Work instructions
Below is a set of entries; give all of them again exactly.

Collected data:

PR #971, opened 2023-10-19
chore: delete leaderboard at end of each leaderboard test

anitarua:
Each `describe` block creates a new leaderboard and I belatedly realized that each should also delete them when done testing. Also renamed the leaderboards so they all start with `test-leaderboard-` and are hopefully easier to find and manually delete, if necessary.

### DIFF
--- a/packages/common-integration-tests/src/leaderboard-client.ts
+++ b/packages/common-integration-tests/src/leaderboard-client.ts
@@ -17,7 +17,7 @@ export function runLeaderboardClientTests(
   integrationTestCacheName: string
 ) {
   describe('#Creates leaderboard client', () => {
-    const leaderboardName = `leaderboard-${v4()}`;
+    const leaderboardName = `test-leaderboard-${v4()}`;
 
     it('validates the cache name', () => {
       expect(() =>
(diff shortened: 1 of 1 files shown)


virratanasangpunth (approved):

packages/common-integration-tests/src/leaderboard-client.ts
```diff
@@ -851,5 +893,12 @@ export function runLeaderboardClientTests(
         expect(deletedLength).toEqual(0);
       }, `expected array of size 0 but got ${deletedLength}`);
     });
+
+    it('deletes the leaderboard when done testing', async () => {
+      const response = await leaderboard.delete();
+      expectWithMessage(() => {
+        expect(response).toBeInstanceOf(LeaderboardDelete.Success);
+      }, `expected Success but got ${response.toString()}`);
+    });
```
cprice404, line 902: this is the kind of thing where (in the future) it might be worth writing a higher-order function to encapsulate it... something like `withTemporaryLeaderboard(leaderboardName, () => { test code })`. something like, in addition to DRY, could help with error handling (e.g. if the test throws an exception you can still make sure the leaderboard gets deleted in the `catch` block before re-throwing exception.)

I have given the guidance to be careful about not going too crazy with DRY in cases where it makes the tests less readable/maintainable, but this is one where I think it would be a net win.

No need to change this PR, just commenting for the future.

cprice404 (approved):

PR #975, opened 2023-10-20
chore: refactor leaderboard tests to use temporary leaderboards that get deleted

anitarua:
Follow up to #971, but uses a higher order function.


cprice404 (approved):
fantastic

Expected answer
PR #971, opened 2023-10-19
chore: delete leaderboard at end of each leaderboard test

anitarua:
Each `describe` block creates a new leaderboard and I belatedly realized that each should also delete them when done testing. Also renamed the leaderboards so they all start with `test-leaderboard-` and are hopefully easier to find and manually delete, if necessary.

### DIFF
--- a/packages/common-integration-tests/src/leaderboard-client.ts
+++ b/packages/common-integration-tests/src/leaderboard-client.ts
@@ -17,7 +17,7 @@ export function runLeaderboardClientTests(
   integrationTestCacheName: string
 ) {
   describe('#Creates leaderboard client', () => {
-    const leaderboardName = `leaderboard-${v4()}`;
+    const leaderboardName = `test-leaderboard-${v4()}`;
 
     it('validates the cache name', () => {
       expect(() =>
(diff shortened: 1 of 1 files shown)


virratanasangpunth (approved):

packages/common-integration-tests/src/leaderboard-client.ts
```diff
@@ -851,5 +893,12 @@ export function runLeaderboardClientTests(
         expect(deletedLength).toEqual(0);
       }, `expected array of size 0 but got ${deletedLength}`);
     });
+
+    it('deletes the leaderboard when done testing', async () => {
+      const response = await leaderboard.delete();
+      expectWithMessage(() => {
+        expect(response).toBeInstanceOf(LeaderboardDelete.Success);
+      }, `expected Success but got ${response.toString()}`);
+    });
```
cprice404, line 902: this is the kind of thing where (in the future) it might be worth writing a higher-order function to encapsulate it... something like `withTemporaryLeaderboard(leaderboardName, () => { test code })`. something like, in addition to DRY, could help with error handling (e.g. if the test throws an exception you can still make sure the leaderboard gets deleted in the `catch` block before re-throwing exception.)

I have given the guidance to be careful about not going too crazy with DRY in cases where it makes the tests less readable/maintainable, but this is one where I think it would be a net win.

No need to change this PR, just commenting for the future.

cprice404 (approved):

PR #975, opened 2023-10-20
chore: refactor leaderboard tests to use temporary leaderboards that get deleted

anitarua:
Follow up to #971, but uses a higher order function.


cprice404 (approved):
fantastic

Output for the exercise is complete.